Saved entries
PR #15021, opened 2020-09-14
Reveal Passsword button

### LINKED ISSUE #15333: Add Reveal Password button to TextField

Add a button to reveal the password similar to the one that exists in Edge/Chromium Edge and IE.

Office-UI-Fabric-React TextField

David Zearing

image

hutchcodes:
#### Pull request checklist

- [x] Addresses an existing issue: Fixes #15333

#### Description of changes

Add reveal password button for browsers that don't have native reveal password (Chrome, Firefox, Safari and Opera)

#### Focus areas to test

I don't have a Mac, so it still needs to be verified on Safari.

### Other notes
Currently defaults to enable the reveal functionality with the ability to turn it off if it's not desired. It also always allows reveal, we may want to only allow revealing if the user has typed everything that is in the textfield (don't allow reveal of auto-entered passwords).

### DIFF
--- a/packages/office-ui-fabric-react/etc/office-ui-fabric-react.api.md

PROBLEM DESCRIPTION: Print, without alteration, only the lines above between the one holding "#### Pull request checklist" and the one holding "I don't have", inclusive.

ANSWER TO THIS PROBLEM:
#### Pull request checklist

- [x] Addresses an existing issue: Fixes #15333

#### Description of changes

Add reveal password button for browsers that don't have native reveal password (Chrome, Firefox, Safari and Opera)

#### Focus areas to test

I don't have a Mac, so it still needs to be verified on Safari.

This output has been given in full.